Der Bayerische Landesbeauftragte für den Datenschutz veröffentlichte ein Kurzpapier, in dem ausgewählte Fragen zur Einwilligung aufgearbeitet wurden. Praxishinweise rundeten das Papier ab. Auch die Datenschutzkonferenz (DSK), also die unabhängigen Datenschutzbehörden des Bundes und der Länder, hat ein Kurzpapier erstellt, das sich mit der Einwilligung beschäftigt. Darin werden unter anderem sowohl die Voraussetzungen und Unterschiede zu dem bis zum 24. Mai 2018 geltenden Recht behandelt als auch die Problematik der Fortgeltung von Einwilligungen.

In der Praxis ist vielen Verantwortlichen unklar, ob eine Einwilligung in die Verarbeitung als „Reserve“ bei ungeklärter Rechtsgrundlage eine gute Idee ist oder womöglich mehr schadet als nutzt. Die DSK warnt in diesem Zusammenhang: Falls eine Einwilligung unwirksam sei, könne sich der Datenverarbeiter nicht auf andere Rechtsgrundlagen stützen, also auch nicht auf die „Wahrung berechtigter Interessen“, da dies gegen die „Grundsätze der Fairness und Transparenz“ verstoße.

Die exakt gegenteilige Position vertritt jedoch der hessische Datenschutzbeauftragte: Er führt aus, dass es häufig schwierig sein könne, die gesetzliche Grundlage für die Datenverarbeitung zweifelsfrei zu bestimmen.

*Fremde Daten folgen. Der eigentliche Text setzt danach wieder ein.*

PR #10103, opened 2022-07-19
chore: [CDB-275]: Custom Dashboards - Fixed ESLint warnings

Harness-JKhattak:
### Summary

- Chore to fix all ESLint warnings within the Dashboards module without changing/effecting functionality 

#### PR Checklist

<details>

</details>

<details>

- Jest: `retrigger jest`
- ESLint: `retrigger eslint`
- Build: `retrigger build`
- Rebase: `trigger rebase`
- Cypress: `trigger cypress`
</details>


src/modules/45-dashboards/components/DashboardList/DashboardList.tsx
```diff
@@ -37,6 +37,7 @@ const DashboardList: React.FC<DashboardListProps> = ({
   const { getString } = useStrings()
   const { accountId, folderId } = useParams<{ accountId: string; folderId: string }>()
 
+  // eslint-disable-next-line @typescript-eslint/no-explicit-any
   type CustomColumn<T extends Record<string, any>> = Column<T>
```
knagurski, line 41: Another way, instead of using `any`, would be to use `unknown`. You'll then have to assert what's in it when you go to use it, but it's more type-safe. Another option might be to allow another type to be passed in which then asserts what the `any` is.

Not a blocker, just an observation.

src/modules/45-dashboards/components/ModuleTagsFilter/ModuleTagsFilter.tsx
```diff
@@ -14,14 +14,19 @@ import moduleTagCss from '@dashboards/common/ModuleTags.module.scss'
...
-  setPredefinedFilter: (moduleName: string, checked: boolean) => void
+  setPredefinedFilter: (moduleName: DashboardTags, checked: boolean) => void
 }
 
 const ModuleTagsFilter: React.FC<ModuleTagsFilterProps> = ({ selectedFilter, setPredefinedFilter }) => {
   const { getString } = useStrings()
   const { CENG_ENABLED, CING_ENABLED, CDNG_ENABLED, CFNG_ENABLED, CUSTOM_DASHBOARD_V2, SECURITY } = useFeatureFlags()
 
-  const renderTagsFilter = (moduleName: DashboardTags, cssClass: string, text: StringKeys, isEnabled = false) => {
+  const renderTagsFilter = (
```
knagurski, line 24: Beyond the scope of this ticket, but this essentially is a component, so it really should be in its own file with its own tests.

src/modules/45-dashboards/components/DashboardList/DashboardList.tsx
Harness-JKhattak: I will give that a go. 

I tried using the "DashboardModel" object but I'd need to manually update the object within the shared Service file to be something like below which isn't really possible with the auto-generated code 😢

```
interface DashboardModel {
  [key: string]: string | number;
  myVal: string;
}
```

src/modules/45-dashboards/components/WidgetLibrary/WidgetLibrary.tsx
```diff
@@ -62,7 +64,7 @@ export const WizardLibrary: React.FC<{ onClose: () => void }> = ({ onClose }): J
     setLibrary(filteredResults)
   }
 
-  const onSearch = (searchData: string) => {
+  const onSearch = (searchData: string): void => {
```
knagurski, line 67: Totally beyond the scope of this ticket, but for future reference, functions like this can cause unnecessary rerenders of child components as they are redefined on each render of the component. Try using `useCallback` in those cases... it's essentially `useMemo`, but for functions.

src/modules/45-dashboards/components/WidgetLibrary/WidgetLibrary.tsx
```diff
@@ -114,7 +116,7 @@ export const WizardLibrary: React.FC<{ onClose: () => void }> = ({ onClose }): J
               )}
               {library
                 ?.filter(x => x.module === MODULE_TYPES.CE)
-                .map((widget: any) => {
+                .map((widget: Library) => {
```
knagurski, line 119: You might not need the type here at all. `library`'s typing as `Library[]` should carry though automatically to the `map`. Sometimes TS does get annoyed without it, so worth a try with and without.

src/modules/45-dashboards/components/WidgetLibrary/WidgetLibrary.tsx
Harness-JKhattak: Good catch

src/modules/45-dashboards/components/WidgetLibrary/WidgetLibrary.tsx
```diff
@@ -155,12 +157,7 @@ export const WizardLibrary: React.FC<{ onClose: () => void }> = ({ onClose }): J
           )}
 
           <Layout.Horizontal className={css.footerActions}>
-            <Button
-              text="Add to Dashboard"
-              intent="primary"
-              disabled={!selectedLook}
-              onClick={() => addWidgetToDashboard()}
-            />
+            <Button text="Add to Dashboard" intent="primary" disabled={!selectedLook} onClick={addWidgetToDashboard} />
```
knagurski, line 160: You'll need a `ButtonVariation` here as well.
```suggestion
            <Button
              text="Add to Dashboard"
              intent="primary"
              variation={ButtonVariation.PRIMARY}
              disabled={!selectedLook}
              onClick={addWidgetToDashboard}
            />
```

src/modules/45-dashboards/pages/DashboardsCommonHeaderPage.tsx
```diff
@@ -26,15 +26,18 @@ const DashboardsHeader: React.FC = () => {
   const { accountId, folderId } = useParams<{ accountId: string; folderId: string }>()
   const [isOpen, setDrawerOpen] = useState(false)
 
-  const title = breadcrumbs.length ? breadcrumbs[breadcrumbs.length - 1].label : getString('common.dashboards')
+  const title = React.useMemo(
+    () => (breadcrumbs.length ? breadcrumbs[breadcrumbs.length - 1].label : getString('common.dashboards')),
```
knagurski, line 30: Always hate how there's no elegant way in JS to get the first/last element in an array. Other languages have `.first` and `.last` accessors. ES2022 does have the `.at()` function, so you can do `.breadcrumbs.at(-1)` to get the last one, but we don't use ES2022 yet. This is totally fine though, just thinking outloud.

src/modules/45-dashboards/pages/DashboardsCommonHeaderPage.tsx
```diff
@@ -26,15 +26,18 @@ const DashboardsHeader: React.FC = () => {
...
+    [breadcrumbs, getString]
+  )
 
   React.useEffect(() => {
     const titleArray: string[] = [getString('common.dashboards')]
 
     if (breadcrumbs) breadcrumbs.map(breadcrumb => titleArray.push(breadcrumb.label))
```
knagurski, line 37: Since you don't care about the return of the `map` function, you should probably use `forEach`
```suggestion
    if (breadcrumbs) {
      breadcrumbs.forEach(({ label }) => titleArray.push(label))
    }
```

src/modules/45-dashboards/pages/dashboardView/DashboardView.tsx
```diff
@@ -70,6 +70,7 @@ const DashboardViewPage: React.FC = () => {
     return () => {
       window.removeEventListener('message', lookerEventHandler)
     }
+    // eslint-disable-next-line react-hooks/exhaustive-deps
   }, [])
```
knagurski, line 74: Not sure if this applies to Dashboards (is this specific to the project?), but have you tested swapping projects from the sidebar when already on this page? If it is project-specific, you might have a bug lurking. If it isn't project-specific, you're fine 👍🏻

src/modules/45-dashboards/pages/home/DashboardForm.tsx
```diff
@@ -103,6 +103,7 @@ const DashboardForm: React.FC<DashboardFormProps> = ({
       name: formData?.name || '',
       description: formData?.description?.split(TAGS_SEPARATOR) || []
     }
+    // eslint-disable-next-line react-hooks/exhaustive-deps
```
knagurski, line 106: As-is the return of this `useMemo` won't change in relation to the `formData` changing. Is that intentional?

src/modules/45-dashboards/pages/dashboardView/DashboardView.tsx
Harness-JKhattak: This event handler is specific to the embedded looker app itself so resetting them when a project/view changes shouldn't make a difference

knagurski: Issue right now may be that it won't reset on a project change, regardless of what the embed is doing

src/modules/45-dashboards/components/ModuleTagsFilter/ModuleTagsFilter.tsx
Harness-JKhattak: Created a tech ticket to address this in multiple components -> https://harness.atlassian.net/browse/CDB-276

src/modules/45-dashboards/pages/dashboardView/DashboardView.tsx
Harness-JKhattak: Dashboards doesn't have the ability to switch projects from the sidebar. What I'll do is add in the dependency for the dashboard "viewId" so that if the user switches dashboards, it'll reset the event listener 👍

knagurski (approved):
🔥

laura-mannus (approved):
Nice one :)

Harness-JKhattak:
retrigger cypress

Harness-JKhattak:
trigger cypress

Dann sei es sicherer und transparenter, wenn vorsorglich eine Einwilligung eingeholt werde.

Solange die Aufsichtsbehörden noch nicht zu einer einhelligen Position gefunden haben, dürfte beides vertretbar sein. Wie immer kommt es dabei auf die ausreichende Dokumentation an (Rechenschaftspflicht, insbesondere die Verfahrensbeschreibung). Die Verarbeitung personenbezogener Daten aufgrund von Einwilligungen hat für öffentliche Stellen (weiterhin) untergeordnete Bedeutung. Besonders zu achten ist auf eine rechtzeitige und verständliche Information der betroffenen Personen. Dies umfasst auch die Belehrung über das Recht, eine erteilte Einwilligung jederzeit zu widerrufen. Des Weiteren ist eine sachgerechte Dokumentation essenziell.

Was bereits vorliegende Einwilligungen betrifft, sollte kritisch überprüft werden, ob diese auch unter der DSGVO wirksam bleiben oder nach Maßgabe des neuen Rechts nochmals einzuholen sind. Zu berücksichtigen ist auch, dass im Beschäftigungskontext eingeholte bzw. erteilte Einwilligungen weiterhin der Schriftform bedürfen.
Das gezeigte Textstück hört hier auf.